A história é vagamente baseada na família de Virginia Woolf e dividida em três partes, “A Janela”, “O Tempo Passa” e “O Farol”.  A primeira parte, “A Janela”, começa antes do início da grande guerra, os Ramseys e seus oito filhos são apresentados a nós leitores e recebem vários convidados em sua casa na ilha de Skye, na Escócia. Do outro lado da ilha fica um grande farol. O filho James Ramsey, de seis anos de idade, quer desesperadamente ir ao farol, e sua mãe é sucinta quando diz que eles só irão ao farol se o tempo permitir. Seu pai, Sr, Ramsey, corta as pretensões do filho, e este se ressente amargamente do pai.

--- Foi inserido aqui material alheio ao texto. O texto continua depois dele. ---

PR #11218, opened 2026-06-04
Updated Enhanced  Astronaut Complex Suggest to Support

ItchyBrother:
Mod listed under suggest should be supports


HebaruSan:
Hi @ItchyBrother, are you aware of how `supports` works in CKAN, what it does specifically?

ItchyBrother:
Specifically?  Not all the details, but my understanding it is tells users basically that the mod you are installed will play nice with this mod without conflict.

HebaruSan:
No, that's not what it means. You can check the spec for the formal definition:

https://github.com/KSP-CKAN/CKAN/blob/master/Spec.md#supports

Basically it's for when your mod adds functionality for a mod. In this case, it looks like it would make more sense to keep these as `suggests`.

HebaruSan:
Looks like all the changes are gone; closing for now.

ItchyBrother:
Thank you...sorry for the confusion.

PR #11227, opened 2026-06-08
Make Kerbalism-Config-RO conflict with BluedogDB

JonnyOThan:
This combination creates a fatal error at game startup, and I see it *constantly* in support forums.


HebaruSan:
@JonnyOThan is this moving forward, or should we close it?

Phantomical:
It is now september. @JonnyOThan is this PR still relevant?

PR #11235, opened 2026-06-10
Add Low End Volumetric Clouds Mod

hkha-3:
Add built from scratch volumetric clouds mod for low end pcs based on True Volumetric Clouds Mod


hkha-3:
Hi I would like to say that this mod is broken. I am very sorry. I am trying to fix it and hopefully 1.0.1 will fix the problem. The game hangs most likely due to race condition with the camera.

HebaruSan:
OK, let us know if there's progress! 👍

hkha-3:
There is progress I am first testing it now.

hkha-3:
I mean I can't today it is 10:38 pm here in the UK

PR #11236, opened 2026-06-11
update(neos): add conflict with WildBlueTools

mwerle:
Since both Nehemiah Engineering Orbital Science and Wild Blue Tools define the "ExposureTime" resource, and since the definitions are not identical, experiments can break in interesting ways when both mods are installed.

To this end, add a conflict to avoid people from running into this issue until it can be resolved.


mwerle:
While it won't resolve it, it will mitigate https://github.com/mwerle/OrbitalMaterialScience/issues/49, https://github.com/mwerle/OrbitalMaterialScience/issues/53, and https://github.com/Angel-125/WildBlueTools/issues/53

HebaruSan (approved):
Thanks for the update! 🪀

Entre os convidados, estão: o sisudo Charles Tansley, que admira o trabalho do Sr Ramsey como filósofo metafísico; Lily Briscoe, uma pintora amadora que começa a pintar um quadro da Sra. Ramsey, mas tem dificuldades em terminá-lo devido às críticas do desagradável Charles Tamsley, que insiste em dizer que as mulheres não podem pintar ou escrever, o que acaba minando a sua confiança; William Bankes, um botânico, um homem gentil, alvo do trabalho de cupido da Sra. Ramsy, que gostaria de vê-lo casado com Lily Briscoe. Paul Rayley e Minta Doyle, que seguem os desejos da Sra. Ramsey e acabam se casando; e o poeta viciado em ópio Augustus Carmichael, que vive na obscuridade dos seus pensamentos até que seus poemas ganham projeção popular durante a guerra.

A Sra. Ramsey é uma anfitriã maravilhosa. Além de bonita e amorosa, tem orgulho em trazer experiências memoráveis aos convidados. Ela dedica especial atenção aos seus convidados do sexo masculino, que ela acredita terem egos delicados e precisarem de apoios constantes e simpatia. Ela é uma esposa obediente e carinhosa, mas muitas vezes luta com os humores do marido e de seu egoísmo. Ela triunfa em fazer algo significativo numa efêmera circunstância como um jantar.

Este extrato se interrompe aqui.